張歡
關鍵詞:長篇小說;鄉村空間;政治化;嬗變
摘 要:當代現實題材長篇小說的鄉村空間書寫,不僅是小說敘事的重要組成部分,也是反映當代中國鄉村社會變遷的一面鏡子。二十世紀五六十年代,在革命政治文化的影響下,鄉村社會發生了重大變革,“十七年”時期現實題材長篇小說的鄉村空間書寫,反映了這場變革對當代中國鄉村的影響。

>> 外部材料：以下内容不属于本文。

PR #207, opened 2026-07-13
fix(agent): Windows-aware terminal shell, path recognition, file URLs, and session cwd encoding

### LINKED ISSUE #206: [BUG] Agent terminal and path/URL handling break on Windows — commands run through the wrong shell, drive letters mangled
## Bug Description

Four related path/shell assumptions in the agent surface:

1. Terminal commands are executed with a POSIX shell invocation; on Windows
   they land in cmd.exe with sh syntax, so most agent-issued commands fail.
   When Git Bash is installed (the common case for developers) it should be
   preferred, with an explicit override honored.
2. The embedded-browser input treats anything matching `^[a-z]+:` as a URL
   scheme — `C:\Users\me\index.html` parses as scheme `c` and navigation
   fails instead of opening the local file.
3. File URLs are built by string concatenation that strips the drive colon
   (`file:///C/Users/...`), which Chromium rejects.
4. Pi session discovery encodes the session cwd into an id; `C:` survives as
   a raw colon and collides with the id separator, so sessions on Windows
   never round-trip (agent history appears empty).

## To Reproduce

1. Windows 11, `/agent`: run `ls -la` in the terminal tool → cmd.exe error
2. Paste `C:\...\index.html` into the embedded browser → navigation error
3. Open a local file via the browser tool → `file:///C/...` rejected
4. Start a session, reload `/agent` → session list empty

## Expected Behavior

Terminal uses an appropriate shell, Windows paths are recognized as paths,
file URLs keep `C:`, and session ids round-trip.

## Environment

- **OS**: Windows 11
- **Backend**: n/a (agent)

luminary19:
## Summary

Agent terminal commands ran under the wrong shell on Windows, and three
path-shaped bugs mangled drive letters: embedded-browser input parsed
`C:\...` as a URL scheme, generated file URLs dropped the drive colon, and pi
session ids collided on `:` so session history never loaded. Terminal now
prefers Git Bash when present (override via settings honored), path detection
requires `[A-Za-z]:[\\/]` before URL parsing, file URLs keep the drive colon,
and session cwds are encoded before embedding. e2e tests cover cwd encoding
round-trips. Fixes #206.

## Validation

`npm --prefix frontend run typecheck` clean; the `pi-cwd-encoding` regression
test passes; `check:quality` runs as the pre-push gate. The Windows behavior was
verified live on Windows 11: the agent terminal runs POSIX-style commands via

文章以《三里灣》《山鄉巨變》《創業史》《艷陽天》為考察中心,通過小說中民居空間、民俗空間、政治生活空間書寫呈現的“政治化”嬗變,觀照新中國成立后中國鄉村政治與文化的變遷。
中圖分類號:I206.7文獻標識碼:A文章編號:1001-2435(2024)02-0064-09
On the Evolution of Rural Space Writing in Realistic Novels During the "Seventeen Years" Period
ZHANG Huan(College of Art and Design,Guizhou Education University,Guiyang Guizhou 550018,China)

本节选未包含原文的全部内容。